PR #394, opened 2026-05-02
refactor: use boolToInt/intToBool helpers in guardrails.go

eloylp:
`UpsertGuardrail` inlined the same if-then-assign pattern that the package-local `boolToInt` helper already encapsulates. `scanGuardrailRow` compared scanned integers against the literal `1` where `intToBool` expresses the same intent and matches every other scan site in the package.

Both helpers live in `store.go` in the same package. Using them consistently keeps the `bool ↔ int` conversion logic in one place and removes the inline duplication.

**Changes**
- `UpsertGuardrail`: replace `enabled := 0; if g.Enabled { enabled = 1 }` and the equivalent for `isBuiltin` with `boolToInt` calls
- `scanGuardrailRow`: replace `isBuiltin == 1` / `enabled == 1` with `intToBool` calls

### DIFF
--- a/internal/store/guardrails.go
+++ b/internal/store/guardrails.go
@@ -65,14 +65,8 @@ func UpsertGuardrail(db *sql.DB, g fleet.Guardrail) error {
 	if g.Content == "" {
 		return &ErrValidation{Msg: fmt.Sprintf("store: guardrail %q: content is required", g.Name)}
 	}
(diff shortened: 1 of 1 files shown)


eloylp:
## PR Review — pr-reviewer

**Verdict:** APPROVE

### Findings
- None.

### Summary

PR #88, opened 2021-08-20
Astro

simonwiles:
Migrate to the Astro framework for SSR purposes.

If all has gone well, this should be entirely transparent to both local and `gh-pages` use; i.e., `yarn dev` should result in a development server at `https://localhost:8080/` and `yarn gh-deploy` should result in a functionally-identical deployment to https://sul-cidr.github.io/pianolatron/.


simonwiles:
This took a little longer than expected today, for reasons mostly unrelated to the PR itself.  Ideally I'd like to get this in before any new feature branches (including #87 if that's okay).  To test properly I did a full deploy to https://sul-cidr.github.io/pianolatron/, and I've actually just left it up there (I hope that wasn't a poor decision...), so you can go ahead and use it there.  It should be exactly the same from a users p.o.v. -- just bundled and browser-prefixed etc. and shipping considerably less javascript.

src/catalog.json
```diff
@@ -3254,4 +3254,4 @@
     "title": "Youmans/Sommer - Hallelujah!: fox-trot from \"hit the deck\"",
     "type": "welte-red"
   }
-]
\ No newline at end of file
+]
```
broadwell, line 3257: I'll update the metadata script to add a newline here.

broadwell:
Wow, this must have been a lot of work! I'm looking forward to adding some "content" pages.

Everything looks fine on [sul-cidr.github.io/pianolatron](sul-cidr.github.io/pianolatron), and also when I run it locally at localhost:8080 via astro. Building and serving the static site from the Python `http.server` module and [on Netlify](https://angry-wiles-a92181.netlify.app/) also work fine. The only quibble with the latter two is that it tries to look for the CIDR logo at localhost:8080, so that little bit of the footer is unhappy.

I haven't had any luck viewing the statically built version from servers running Apache -- they trip up while trying to load `_astro_frontend/hydrate/only.js` -- but I don't think this is worth holding up the merge; it may just be a local config issue, and in any case, Apache isn't in our critical path at all.

broadwell:
Huh, trying to load the CIDR logo from `http://localhost:8080` also prompts a concerned email from Netlify about possible "Insecure mixed content" on the site. Thanks, Netlify...

src/catalog.json
simonwiles: Thanks -- `yarn lint` will complain otherwise (the salient point here is that I moved `catalog.json` into the `src/` tree and so now it's subject to the linter :)).

simonwiles:
> Everything looks fine on sul-cidr.github.io/pianolatron, and also when I run it locally at localhost:8080 via astro. Building and serving the static site from the Python http.server module and on Netlify also work fine. The only quibble with the latter two is that it tries to look for the CIDR logo at localhost:8080, so that little bit of the footer is unhappy.

> I haven't had any luck viewing the statically built version from servers running Apache -- they trip up while trying to load _astro_frontend/hydrate/only.js -- but I don't think this is worth holding up the merge; it may just be a local config issue, and in any case, Apache isn't in our critical path at all.

> Huh, trying to load the CIDR logo from http://localhost:8080 also prompts a concerned email from Netlify about possible "Insecure mixed content" on the site. Thanks, Netlify...

All these issues are related to the same thing -- Astro's `buildOptions.site` in `astro.config.mjs`.  If you set this (or build with `yarn build --site http(s)://mysite.com`) then this should all work nicely.  The only caveat is that it's broken with subfolder deployments.  My work around for this until it's fixed in Astro (I've opened an issue) is to post-process the built `index.html` with `sed`... (see https://github.com/sul-cidr/pianolatron/blob/main/bin/gh-deploy.sh#L23-L24).  For a small site (if not necessarily a small app) like ours, this is acceptable -- as we add more pages they may need the same treatment -- although part of the point of Astro is that if we add static pages that don't require JS they won't ship any at all and this will be moot.

I've not set `buildOptions.site` permanently in `astro.config.mjs` in the repo for a couple of reasons.  The main one is that I used a bit of a kludge at https://github.com/sul-cidr/pianolatron/blob/main/src/layouts/footer.astro#L6 to get the image to work in a subfolder deployment, and this is why if you run `yarn build` without a value set in `astro.config.mjs` or via `--site` you get http://localhost:8080 hardcoded into the HTML (I think this needs to be addressed better in Astro -- I opened another issue for this).  The other reason is that it leaves a bit more flexibility -- it's not altogether clear to me that the gh-pages address *should* be written into the build options, tbh -- having it at https://github.com/sul-cidr/pianolatron/blob/main/package.json#L11 is arguably a little cleaner.

simonwiles:
>Wow, this must have been a lot of work!

Oh, and yeah, if you include all the time spent working on a SvelteKit version and then trying Astro and then working with the rebuild of `@tonejs/piano` and the research part.  But, as you can see, in the end there's not all that much to see and it works very well.

The main thing is the ability to use `client:only` on the main `<Pianolatron/>` component for the simplest hydration implementation -- I have a repo where I used an earlier version of Astro (and a similar SvelteKit one) which has dozens of commits where I was refactoring to access browser APIs as lazily as possible in the node SSR phase.  I was expecting to have to backport them all to this repo (which would have involved resolving copious amounts of merge conflicts, for sure), but almost none of it was required in the end! :tada:

PR #91, opened 2021-08-23
Keyboard Commands Update

simonwiles:
This PR updates the keyboard command keystrokes to Kumaran's suggested defaults, and creates new keyboard commands where appropriate.  The only bit that's not done is the
```
Tempo increment bigger: W
Tempo increment smaller: Q

Volume increment bigger: [
Volume increment smaller: ]
```
bit, because I'm not 100% sure what to do with that (including -- but not limited to -- from a UI perspective).  Three levels, as now, but with some kind of a toggle switch for each slider?  Does the volume increment apply to bass and treble adjustments too?

Another rough edge:  I'm not entirely sure how/whether to deal with multiple keystrokes mapping to the same commands.  This comes up in two places in the immediate instance:
* the `keyCode`s for numbers are different when the events originate from a numberpad as opposed to the top row of a QWERTY keyboard -- Kumaran's requests make it fairly clear he has the top row in mind, so that's what's assigned here, but <kbd>6</kbd>,<kbd>7</kbd>,<kbd>8</kbd>,<kbd>0</kbd> etc. on the numpad don't work the same way;
* <kbd>6</kbd> and <kbd>8</kbd> pan forward and back in a way that it seems appropriate that the up and down arrows should too.

Mapping multiple keys to the same output is straightforward enough at this point, but gets a lot more complicated with the configurator-ifier thing.

Anyway, thoughts welcome.

### DIFF
--- a/src/App.svelte
+++ b/src/App.svelte
@@ -300,7 +300,7 @@
   {/if}
 </div>
 <SamplePlayer bind:this={samplePlayer} />
-<KeyboardShortcuts />
+<KeyboardShortcuts {playPauseApp} {stopApp} />
 <Notification />
 
 <svelte:window
--- a/src/App.svelte
+++ b/src/App.svelte
@@ -99,6 +99,9 @@
   let startPlayback;
   let resetPlayback;
 
+  let rollViewer;
+  let updateTickByViewportIncrement;
+
   const rollListItems = catalog.map((item) => {
     const [number, label] = item.label.split(" ");
     return {
@@ -251,6 +254,7 @@
   $: playbackProgress.update(() =>
     clamp($currentTick / midiSamplePlayer?.totalTicks, 0, 1),
   );
+  $: if (rollViewer) ({ updateTickByViewportIncrement } = rollViewer);
 </script>
 
 <div id="app">
@@ -270,6 +274,7 @@
     {#if appReady}
       <div id="roll">
         <RollViewer
+          bind:this={rollViewer}
           imageUrl={currentRoll.image_url}
           {holesByTickInterval}
           {skipToTick}
@@ -300,7 +305,7 @@
   {/if}
 </div>
 <SamplePlayer bind:this={samplePlayer} />
-<KeyboardShortcuts {playPauseApp} {stopApp} />
+<KeyboardShortcuts {playPauseApp} {stopApp} {updateTickByViewportIncrement} />
 <Notification />
 
 <svelte:window
--- a/src/components/BasicSettings.svelte
+++ b/src/components/BasicSettings.svelte
@@ -49,7 +49,11 @@
     />
   </div>
   <div class="control">
-    <span>Bass Volume:</span>
+    <span
+      >Bass Volume:
+      <kbd class:depressed={$activeShortcutKeys.bassVolumeDown}>e</kbd>↓
+      <kbd class:depressed={$activeShortcutKeys.bassVolumeUp}>4</kbd>↑</span
+    >
     <span>{$bassVolumeCoefficient}</span>
     <RangeSlider
       min="0"
@@ -60,7 +64,11 @@
     />
   </div>
   <div class="control">
-    <span>Treble Volume:</span>
+    <span
+      >Treble Volume:
+      <kbd class:depressed={$activeShortcutKeys.trebleVolumeDown}>p</kbd>↓
+      <kbd class:depressed={$activeShortcutKeys.trebleVolumeUp}>0</kbd>↑
+    </span>
     <span>{$trebleVolumeCoefficient}</span>
     <RangeSlider
       min="0"
--- a/src/components/BasicSettings.svelte
+++ b/src/components/BasicSettings.svelte
@@ -36,8 +36,8 @@
   <div class="control">
     <span
       >Volume:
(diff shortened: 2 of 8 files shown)


broadwell:
All of the new changes work for me, and I'd be fine with merging this as is for now, though we'll definitely need to round-trip it past the PIs, especially considering the uncertainty around some of the new specs.

I'll ask KA if he intends for the <kbd>w</kbd>/<kbd>q</kbd> and <kbd>[</kbd>/<kbd>]</kbd> commands to function in the same way as the <kbd>shift</kbd> and <kbd>ctrl</kbd> modifiers, and if they're meant to replace or supplement that functionality (and point out that there are significant UI considerations involved). There's also the added wrinkle that previously he had hoped that <kbd>left</kbd> <kbd>shift</kbd> and <kbd>ctrl</kbd> would apply only to tempo changes, whereas the <kbd>right</kbd> modifiers would apply only to volume changes -- but I don't see how this would work with the new mappings, which place volume and tempo changes in both hands. It also would potentially make the custom key bindings even more complicated.

I think it's intended and OK for the number key mappings to apply only to the numbers on the QWERTY keyboard, rather than the numpad.

I also wonder and will ask whether it's preferred for the forward/backward keys <kbd>6</kbd>/<kbd>8</kbd> to invoke the fine-grained scrolling of the up/down buttons, or the longer-distance skipping of the arrow keys (that's how they work on my system, at least). I had thought that something more akin to a "skip forward/backwards 5 seconds" kind of functionality was desired, but now I'm really not sure.

Finally I suspect (but should confirm) that the desired rewind button is actually the <kbd>backspace</kbd> aka "backwards delete" key (the one on the main QWERTY block of English keyboards, not the function block to the right) -- note that they're both oh so helpfully labeled <kbd>delete</kbd> on Mac keyboards.

broadwell:
> Finally I suspect (but should confirm) that the desired rewind button is actually the backspace aka "backwards delete" key (the one on the main QWERTY block of English keyboards, not the function block to the right) -- note that they're both oh so helpfully labeled delete on Mac keyboards.
Following up on this: (most) Mac laptop keyboards have no proper "delete" (aka "forward delete") key at all, so I strongly suspect that the PIs intend for the rewind button to be mapped to backspace/backwards delete.

simonwiles:
>I'll ask KA if he intends for the w/q and [/] commands to function in the same way as the shift and ctrl modifiers, and if they're meant to replace or supplement that functionality (and point out that there are significant UI considerations involved). There's also the added wrinkle that previously he had hoped that left shift and ctrl would apply only to tempo changes, whereas the right modifiers would apply only to volume changes -- but I don't see how this would work with the new mappings, which place volume and tempo changes in both hands. It also would potentially make the custom key bindings even more complicated.

Yeah, I think we need some clarification here.  If there's a strong case for a clear specification, then I'm fine with doing whatever it takes to support it.

> I also wonder and will ask whether it's preferred for the forward/backward keys 6/8 to invoke the fine-grained scrolling of the up/down buttons, or the longer-distance skipping of the arrow keys (that's how they work on my system, at least). I had thought that something more akin to a "skip forward/backwards 5 seconds" kind of functionality was desired, but now I'm really not sure.

I'd thought about that a little.  Kumaran's use of "streaming/incrementally" as a qualifier to these functions led me to the conclusion that he had something like the up and down panning buttons in mind.  (I'd also considered whether we might try some kind of facility to leave a mark and rewind to that mark on a keystroke, or even to loop a section -- it's all quite doable, of course, but it's definitely feature creep.)

>Finally I suspect (but should confirm) that the desired rewind button is actually the backspace aka "backwards delete" key (the one on the main QWERTY block of English keyboards, not the function block to the right) -- note that they're both oh so helpfully labeled delete on Mac keyboards.

I think this is probably clear enough that we should just go ahead and do it.  The Mac "Delete" key fires a `Backspace` event, do I have that right?

broadwell:
Re: the forward/backward keys -- I'll just ask if the current behavior is what he had in mind.

> I think this is probably clear enough that we should just go ahead and do it. The Mac "Delete" key fires a Backspace event, do I have that right?

Yeah maybe we can just push this through. It's definitely a Backspace event on Mac keyboards, confirmed via https://keycode.info.

simonwiles:
Thanks -- just one problem as I go to implement this quickly -- what to put on the button?  <kbd>Del</kbd> ?  <kbd>Backspace</kbd> ? Something else??!!

broadwell:
I guess <kbd>Backspace</kbd> is the best/least worst option, especially thinking that this will need to coexist with the ability to choose custom key bindings, where any deviation from the official key code conventions is going to be a pita down the line. Maybe we could explain somewhere in the documentation that <kbd>Backspace</kbd> = <kbd>delete</kbd> on Mac systems.

simonwiles:
> I guess Backspace is the best/least worst option, especially thinking that this will need to coexist with the ability to choose custom key bindings, where any deviation from the official key code conventions is going to be a pita down the line. Maybe we could explain somewhere in the documentation that Backspace = delete on Mac systems.

We'll go with that for now, then, but the text doesn't have to correspond with the `key`, `keyCode`, or `code` properties of the keyboard events.

broadwell:
Yeah I can see that we may end up using custom names for some of the keys, to save space in the UI if for no other reason... but maybe we can avoid that for now.

PR #95, opened 2021-08-28
Refactor `Piano` to allow updating sample volumes, velocities, and reverb

simonwiles:
This is a PR against your `reverb` branch which should present the same user-facing behaviour, just with a few backstage optimizations and reorganizations.

Changing the number of velocities should be robust, and quicker since the whole `Piano` doesn't have to be reloaded, but the next step should still be to have a loader of some kind when the samples are loading, and probably an "are you sure?" dialog when trying to go up from the default (with a "don't ask me again" checkbox, I think).

I wanted to do this on top of your branch, rather than replacing it, and then I decided to PR this bit now so that you could easily see the changes thus far.  If you're okay with merging this in to `reverb`, I'll carry on adding commits there to address the UX (including the above two points and probably something for the `AudioSettings` panel too).  Hope that's cool.

### DIFF
--- a/src/pianolatron-piano.js
+++ b/src/pianolatron-piano.js
@@ -26,6 +26,7 @@ export class Piano extends ToneJsPiano {
         samples: this.options.url,
         volume: this.options.volume.strings,
       }).connect(this.output);
+      this.strings = this._strings.volume;
       return this._strings.load();
     }
     // eslint-disable-next-line prefer-promise-reject-errors


broadwell:
OK thanks, this looks like it's definitely on the right track. Just to make things more complicated, I decided to merge in some rebasing work I had already done to the `key-velocities-map` branch (which is also based on `reverb`) to bring it up to date with `main` and particularly with the use of the `<Icon>` component. I assume you'll be overhauling much of that anyway, but anyway it's in now and  hopefully didn't do any harm.

Btw there's no need to worry about getting out of sync with the `key-velocities-map` branch after this -- I can always merge these commits into that one later, if needed, but it's basically just a demo branch and so may not see much further development.

broadwell:
Oh actually I do notice one issue (hopefully not caused by my risky merge above): changes to the  "Strings" value in the Piano Sample Volumes menu have no effect if the number of samples has previously been changed. Changing the volumes of the other sample types however (Harmonics, Pedals, Keybed) continues to have noticeable effects (though compared to the Strings, they're so quiet that it's hard to notice).
Presumably the `this.strings.value` accessed in `piano.updateVolumes()` needs to be re-connected somehow to the new `this._strings` after it's recycled in `piano.updateVelocities()`?

There are also some linter errors due to bits of the old `reverb` code that have been made redundant, but I'm sure those will get closed out later.

simonwiles:
> There are also some linter errors due to bits of the old reverb code that have been made redundant, but I'm sure those will get closed out later.

Yeah, the rebase has gone wrong in places and made a bit of a mess.  That's where these have come from.

> Oh actually I do notice one issue (hopefully not caused by my risky merge above): changes to the "Strings" value in the Piano Sample Volumes menu have no effect if the number of samples has previously been changed. Changing the volumes of the other sample types however (Harmonics, Pedals, Keybed) continues to have noticeable effects (though compared to the Strings, they're so quiet that it's hard to notice).
Presumably the this.strings.value accessed in piano.updateVolumes() needs to be re-connected somehow to the new this._strings after it's recycled in piano.updateVelocities()?

Thanks, that's a good catch :)

I'm going to redo the rebase and fix this error quickly, and then I'm going to push the whole lot over the top of the `reverb` branch, and close this PR.

simonwiles:
Huh, that's interesting -- I rebased everything correctly and GitHub recognized that the force-push to `reverb` actually resolved this PR perfectly, so it marked it as merged automatically.  That's pretty clever.

PR #96, opened 2021-08-30
Three tiny fixes

simonwiles:


broadwell:
This all looks good to me. Now the only debug warning I'm seeing (besides the warning about ToneJS using `ScriptProcessorNode`) is
`<App> received an unexpected slot "default".`

And fortunately I hadn't noticed the persisted store reset bug at all.

simonwiles:
Thank you!

> <App> received an unexpected slot "default".

This is a result of interaction between Svelte and Astro -- don't think there's anything I can do about (short of something upstream in Astro).  Like the other debug messages, though, it's really just a polite warning that only appears in dev. mode.

> And fortunately I hadn't noticed the persisted store reset bug at all.

Yeah, it's a theoretical thing, really.  I'm not entirely convinced of the wisdom of the `createStore` function that adds a `reset` method anymore, but I carried it across into `createPersistentStore`, and so even though we're not using that code anywhere (hence you didn't notice it didn't work), it ought to be fixed so as to reduce the WTF count if we ever do try to use it in the future!

PR #97, opened 2021-08-30
Housekeeping

simonwiles:
This PR is mostly dependency bumps (want to keep up with Astro in particular), but also bumps all the linting and formatting dependencies, and updates a couple of source code files as a direct result.  Finally, this PR also includes the addition of a couple of new `<meta/>` tags in the `<head/>` of rendered pages, stamping in the build date and time and the git commit the deploy was built from.  Often handy.

Will need a quick `rm -rf node_modules && yarn install`.

### DIFF
--- a/README.md
+++ b/README.md
@@ -9,13 +9,16 @@ Development repository for the CIDR Pianolatron application.
 ### Live Updating Development Build
 
 1. `yarn`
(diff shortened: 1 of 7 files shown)


broadwell:
No problems with these changes, other than the issue of the `astro preview` site not handling the `?druid=` URL param in my setup. But that's a minor concern.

> [PROBLEM DESCRIPTION]:
With the first line of the records as the start and the line holding "Migrate to the" as the end, please copy exactly those lines and no others.

> [ANSWER SPACE]:
PR #394, opened 2026-05-02
refactor: use boolToInt/intToBool helpers in guardrails.go

eloylp:
`UpsertGuardrail` inlined the same if-then-assign pattern that the package-local `boolToInt` helper already encapsulates. `scanGuardrailRow` compared scanned integers against the literal `1` where `intToBool` expresses the same intent and matches every other scan site in the package.

Both helpers live in `store.go` in the same package. Using them consistently keeps the `bool ↔ int` conversion logic in one place and removes the inline duplication.

**Changes**
- `UpsertGuardrail`: replace `enabled := 0; if g.Enabled { enabled = 1 }` and the equivalent for `isBuiltin` with `boolToInt` calls
- `scanGuardrailRow`: replace `isBuiltin == 1` / `enabled == 1` with `intToBool` calls

### DIFF
--- a/internal/store/guardrails.go
+++ b/internal/store/guardrails.go
@@ -65,14 +65,8 @@ func UpsertGuardrail(db *sql.DB, g fleet.Guardrail) error {
 	if g.Content == "" {
 		return &ErrValidation{Msg: fmt.Sprintf("store: guardrail %q: content is required", g.Name)}
 	}
(diff shortened: 1 of 1 files shown)


eloylp:
## PR Review — pr-reviewer

**Verdict:** APPROVE

### Findings
- None.

### Summary

PR #88, opened 2021-08-20
Astro

simonwiles:
Migrate to the Astro framework for SSR purposes.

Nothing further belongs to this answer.